→ **About this exercise**
Every single entry below should be reproduced verbatim.

→ **Data under study**
━━━━━━━━━━

PR #2804, opened 2024-03-02
Fix similarity datasets message name

amCap1712:
Spark reader expects the names to start with similarity instead of similar.


amCap1712:
Also, I just found out that the development version of similarity data is broken. Do we still need it? If so, I can fix it otherwise I'll just remove it and make labs api point to the production version as well.

mayhem:
I think it is ok to not fix the dev data right now -- we're not in a phase to be working on this data, but once we work on recording data, we'll probably want it back for testing.

mayhem (approved):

━━━━━━━━━━

→ **Answer for the task**
PR #2804, opened 2024-03-02
Fix similarity datasets message name

amCap1712:
Spark reader expects the names to start with similarity instead of similar.


amCap1712:
Also, I just found out that the development version of similarity data is broken. Do we still need it? If so, I can fix it otherwise I'll just remove it and make labs api point to the production version as well.

mayhem:
I think it is ok to not fix the dev data right now -- we're not in a phase to be working on this data, but once we work on recording data, we'll probably want it back for testing.

mayhem (approved):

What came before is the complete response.